Clearly, Jack has a sharp mind but needs assistance with things like cooking, cleaning, getting dressed, and getting in and out of bed.
“How about work,” Ms. Jones asks Jack. “Do you need any assistance there?”
“Not currently. Why? Can I use IHSS there too?”
“Yes, you can. We’d have to transfer some of the hours assigned for in-home support to the workplace, but it can be done. You can use IHSS to help you get, keep, and return to work.”
“Well, that’s good to know,” says Jack. “I probably don’t need that now. But I’ll keep it in mind for the future.”
Ms.

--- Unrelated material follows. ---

PR #370, opened 2026-03-16
Fix flaky "clear removes all entries" test

mokagio:
## What?

Run into flaky tests working on #318. Got an agent to fix it. Took a few iterations, but got there in the end. This fixes flaky `EditorURLCacheTests.clearRemovesAll` test.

Jones completes the needs assessment and informs Jack that he will get a Notice of Action in the mail letting him know if he has been approved or denied In-Home Supportive Services. She also tells Jack that if he is approved for services, he will be responsible for hiring and supervising his care provider. He will need to complete a Provider Enrollment Agreement form with his provider and make sure all timesheets are done properly.
Two weeks later, Jack gets a Notice of Action in the mail with good news. He has been approved for 60 hours of IHSS each month. Jack won’t have to pay anything and all of his authorized services will be covered by IHSS. Jack is thrilled and hires Wendy, a retired neighbor and long-time friend, to provide the services. Wendy comes by every day to help Jack in and out of bed. She prepares meals for him, cleans, and does some of his laundry. She also provides personal care services like dressing, grooming, and bathing. When necessary, she drives Jack to his doctor’s appointments.
It turns out to be a great arrangement. Wendy enjoys the part-time work and Jack is extremely grateful for the help. His depression has lifted, he has more energy than he used to, and he is thrilled to be able to remain in his own home. It’s a win-win for everyone involved.